An Iraqi Intervention Forces company commander, working with the U.S. Army's 1st Infantry Division, said Friday the mission is meeting less resistance than expected, noting foreign fighters have been found among the bodies of insurgents killed in the fighting.
A spokesman for Iraq's interim prime minister Friday said a number of foreign fighters were detained in Falluja fighting.
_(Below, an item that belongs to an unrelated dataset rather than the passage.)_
PR #2536, opened 2021-08-18
Breakpad.

CPWstatic:
Do not support arm for now. Because the breakpad has some compiling problems at arm platform.

Release with symbols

They include 10 from Iran, one from Egypt, one from Sudan, one from Saudi Arabia and one from Jordan, according to Thair al Nakib.
As of Thursday, the Pentagon said, more than 500 insurgents have been killed in the Falluja offensive.
Earlier, U.S. and Iraqi forces seized the mayor's office, other government offices, and several mosques and bridges in their push to retake the city from insurgents, military officials said.
Operation New Dawn -- intended to pacify the city ahead of the scheduled January elections for a transitional national assembly -- got going Sunday night with the seizure of a hospital and the securing of two bridges over the Euphrates River. (Gallery)
But the actual offensive began in earnest Monday when 10,000 U.S. soldiers and Marines, aided by 2,000 troops from Iraq's new army, stormed Falluja.
Falluja was considered an insurgent command-and-control center for the rest of the country and a base for Abu Musab al-Zarqawi's terror network.